LET ME KNOW WHAT YOU GUYS THINK OF IT. WAS IT WORTH PAYING $2K FOR IT? ALL OPINIONS WELCOMED...PICS OF THE UPHOLSTERED TRUNK WILL COME SOON!!! PRICE DOES INCLUDE THE TRUNK TOO! :biggrin:


----------



## ROCK OUT (Jan 7, 2006)

i think it looks good :thumbsup:


----------



## LowSider (May 18, 2003)

Im sure someone will come on here and dogg that price,, but 2k is defintly a realistic price as far as cost of labour for something like that,,




TJ would fuck that price up tho :0


----------



## MIKEACOSTA84 (Jun 13, 2006)

SHIT THATS SOME GOOD WORK ON THAT MONTE IVE GOT MY EL CAMINO IN THE SHOP FOR SOME INTERIOR WORK ILL THROW MINE UP IN A FEW WEEKS. LOOKS GOOD DOG.


----------



## Guest (Jul 2, 2006)

man, that shit looks like its right out of the 70's










I LOVE IT. :biggrin:


----------



## PoPpIn_N_hOpPiN69 (Apr 21, 2006)

bien precio por este trabajo. :thumbsup:


----------



## hearse (Oct 20, 2005)

where'd ya get the lowrider floormats i want some


----------



## AZTROKITA (Jul 4, 2005)

I have them since 2000 and they still look new!
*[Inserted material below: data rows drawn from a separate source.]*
PR #699, opened 2018-08-02
Compactions on CRON

arunagrawal84:


priam/src/main/java/com/netflix/priam/defaultimpl/CassandraOperations.java
```diff
@@ -0,0 +1,87 @@
...
+                }
+            }
+        }.call();
+    }
+
+    public void forceKeyspaceCompaction(String keyspaceName, String... columnfamilies) throws Exception{
+        new RetryableCallable<Void>(){
+            public Void retriableCall() throws Exception{
+                try(JMXNodeTool nodeTool = JMXNodeTool.instance(configuration)) {
+                        nodeTool.forceKeyspaceCompaction(keyspaceName, columnfamilies);
```
arunagrawal84: JMX interface has changed between cassandra 2.1.17 (pinned version) and c* 3.x. We need to get the 3.x cassandra-all for compactions to actually proceed.

PR #701, opened 2018-08-03
3.11 postrestorehook timeout config

sumanth-pasupuleti:


priam/src/main/java/com/netflix/priam/IConfiguration.java
```diff
@@ -779,4 +779,16 @@
      * @return time out for post restore hook in days
      */
     public int getPostRestoreHookTimeOutInDays();
+
+    /**
+     * Heartbeat timeout (in ms) for post restore hook
+     * @return heartbeat timeout for post restore hook
+     */
+    public int getPostRestoreHookHeartBeatTimeoutInMs();
```
arunagrawal84: please provide a default value in the interface, so we don't need to copy this method in all implementations of IConfiguration. Also, drop the `public` modifier as the interface is already `public`.

priam/src/test/java/com/netflix/priam/FakeConfiguration.java
```diff
@@ -914,4 +914,12 @@ public String getPostRestoreHookDoneFileName() {
     public int getPostRestoreHookTimeOutInDays() {
         return 2;
     }
+
+    @Override
+    public int getPostRestoreHookHeartBeatTimeoutInMs() {
```
arunagrawal84: No need to provide this if you provide default implementation in IConfiguration.

sumanth-pasupuleti:
Thanks @arunagrawal84 . will be incorporating your comments and sending out a new PR (my branch ended up in a messy state)

sumanth-pasupuleti:
Closing this PR and sending out another from a clean branch.

PR #706, opened 2018-08-14
Move to spectator to collect metrics

arunagrawal84:


sumanth-pasupuleti:
From the outset, it looks good to me. I assume we are migrating 'all' Priam metrics to spectator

I bought them through lowrider mag but they don't sell them no more.  Don't really know why but these matts are heavy and made off of good material, like I said homie they still look new..


----------



## AZTROKITA (Jul 4, 2005)

Thanks Homies for all your comments!!! :biggrin:


----------



## purplemonte (Mar 3, 2006)

looks dope man


----------



## AZKLIQUER (Feb 15, 2006)

:thumbsup: :thumbsup:


----------



## AZTROKITA (Jul 4, 2005)

Thanks Homies!!! :biggrin: Thanks to all the homies for are the good props!


----------



## PICAZZO (Mar 1, 2006)

2k is well worth that kind of work, consider the amount of the time involved in that style of work.... Looks nice real old school


----------



## AZTROKITA (Jul 4, 2005)

thanks! :biggrin:


----------



## geezzus (Jun 8, 2003)

that shit looks like a coffin :uh: 
good job though :biggrin:


----------



## AZTROKITA (Jul 4, 2005)

yeah, I get a lot of comments on that...A lot of people have told me that it looks like a coffin. :biggrin:


----------



## big boy 1 (Aug 31, 2005)

looks good :biggrin:


----------



## blvddown (Apr 5, 2003)

NICE...GOT THAT LOWRIDER LOOK LIKE CARS USE TO BE....NOW EVERYTHING IS RESTORED TO ORIGINAL......MISS THE STYLE....MAYBE YOU'LL BRING IT BACK.....LOOKS GOOD..


----------



## AZTROKITA (Jul 4, 2005)

Thanks Homies!!!!


----------



## 94TC (Aug 31, 2005)

looks good gumby, real clean and not too gaudy. nice.


----------



## AZTROKITA (Jul 4, 2005)

thanks! yeah I want it to keep it simple , but custom, and CLEAN. you know what I mean. thanks again.


----------